Letty shrugged as she took a satchel off her shoulder and began to pull vegetables from it. “Da thinks it’s a waste of time to educate us girls, but he’s the one leaving me with control of the stall on market day. Wouldn’t do much good there if I didn’t know how to handle my sums. Still, I wish…”
“What do you wish?”
She shook her head. “Nothing, sir.”
…
Outside, a small body slipped through the rotten slats of the garden wall and trotted fearlessly into the forest. His sister thought his brother was watching him; his brother assumed his sister was doing it, and Hiram didn’t know any better.
He wandered through the dappled sunlight, happy and aimless as only a child who preferred their own company could be. It was nice out here in the woods, far away from the loudness of his parents and siblings. The new house was better, but Master Hiram made him feel shy. Better to be outside where no one could see him.
He followed tree roots and animal paths, briefly paused to dunk himself in a small creek that had a school of tiny dancing fish playing in it, and then finally found the edge of the forest.
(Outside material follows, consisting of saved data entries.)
PR #3692, opened 2023-07-19
update: js code and sample projects

danil-pavlov:


pahill:
Something I'm missing is where we add the base-64 npm module as a dependency?

pahill:
I'm also not seeing where the module is being used - it's not existing code.
I believe we also needed to make dependency updates?

danil-pavlov:
The thing is that this project wasn't created for this tutorial (and vice versa), they a bit different. I got confused because the sample project uses npm dependency for creating JS tests, but the tutorial doesn't have this part

I've added instructions on how to add an npm dependency to jsMain. The module itself is used to implement JS-specific base64 encoding in separate `Base64Npm.kt` file

pahill (approved):
LGTM! Thank you for making the changes.

PR #3724, opened 2023-08-03
code formatting in kotlin tour functions

olzhy:


sarahhaggarty:
Thanks for catching this @olzhy! Since this is such a small change, I've added it as part of #3717 so I'll close this PR now. Thanks again!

He was beginning to get tired and wanted a place to sit down, and found a nice tree stump—not too tall—and pulled himself up onto it. He nestled right up next to the pretty cat lady already sitting there, then reached for one of her paws. When he pressed on it, silvery, razor-sharp claws shot out the ends of her toes.
“Ooh,” Rickie whispered.
“Child…”
He looked up at the smooth, elegant face of the cat lady. “Yes?”
She smiled at him, showing her fanged teeth. “Do you like riddles?”